Collected data entries

PR #3743, opened 2022-10-03
migrate `avoid_returning_this` from `traverseNodesInDFS`

pq:
Minor improvement but one step closer to deprecating `traverseNodesInDFS`.

**BEFORE**

image

**AFTER**

image

/cc @bwilkerson

### DIFF
--- a/lib/src/rules/avoid_returning_this.dart
+++ b/lib/src/rules/avoid_returning_this.dart
@@ -43,8 +43,6 @@ var buffer = StringBuffer()
 
 ''';
 
-bool _isFunctionExpression(AstNode node) => node is FunctionExpression;
-
 bool _returnsThis(ReturnStatement node) => node.expression is ThisExpression;
 
 class AvoidReturningThis extends LintRule {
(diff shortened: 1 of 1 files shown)


lib/src/rules/avoid_returning_this.dart
```diff
@@ -63,6 +61,29 @@ class AvoidReturningThis extends LintRule {
   }
 }
 
+class _BodyVisitor extends UnifyingAstVisitor {
```
bwilkerson, line 64: I believe that this could be a subclass of `RecursiveAstVisitor`. The difference is that a `UnifyingAstVisitor` will invoke `visitNode` on every node in addition to the normal `visit` method, so there's an extra method invocation per node. Probably won't impact performance by a measurable amount, but it will also keep the code a bit cleaner.

bwilkerson (approved):

lib/src/rules/avoid_returning_this.dart
pq: Great catch.  Thanks!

The problem
Write out the records again so that each line matches the original exactly.

Result
PR #3743, opened 2022-10-03
migrate `avoid_returning_this` from `traverseNodesInDFS`

pq:
Minor improvement but one step closer to deprecating `traverseNodesInDFS`.

**BEFORE**

image

**AFTER**

image

/cc @bwilkerson

### DIFF
--- a/lib/src/rules/avoid_returning_this.dart
+++ b/lib/src/rules/avoid_returning_this.dart
@@ -43,8 +43,6 @@ var buffer = StringBuffer()
 
 ''';
 
-bool _isFunctionExpression(AstNode node) => node is FunctionExpression;
-
 bool _returnsThis(ReturnStatement node) => node.expression is ThisExpression;
 
 class AvoidReturningThis extends LintRule {
(diff shortened: 1 of 1 files shown)


lib/src/rules/avoid_returning_this.dart
```diff
@@ -63,6 +61,29 @@ class AvoidReturningThis extends LintRule {
   }
 }
 
+class _BodyVisitor extends UnifyingAstVisitor {
```
bwilkerson, line 64: I believe that this could be a subclass of `RecursiveAstVisitor`. The difference is that a `UnifyingAstVisitor` will invoke `visitNode` on every node in addition to the normal `visit` method, so there's an extra method invocation per node. Probably won't impact performance by a measurable amount, but it will also keep the code a bit cleaner.

bwilkerson (approved):

lib/src/rules/avoid_returning_this.dart
pq: Great catch.  Thanks!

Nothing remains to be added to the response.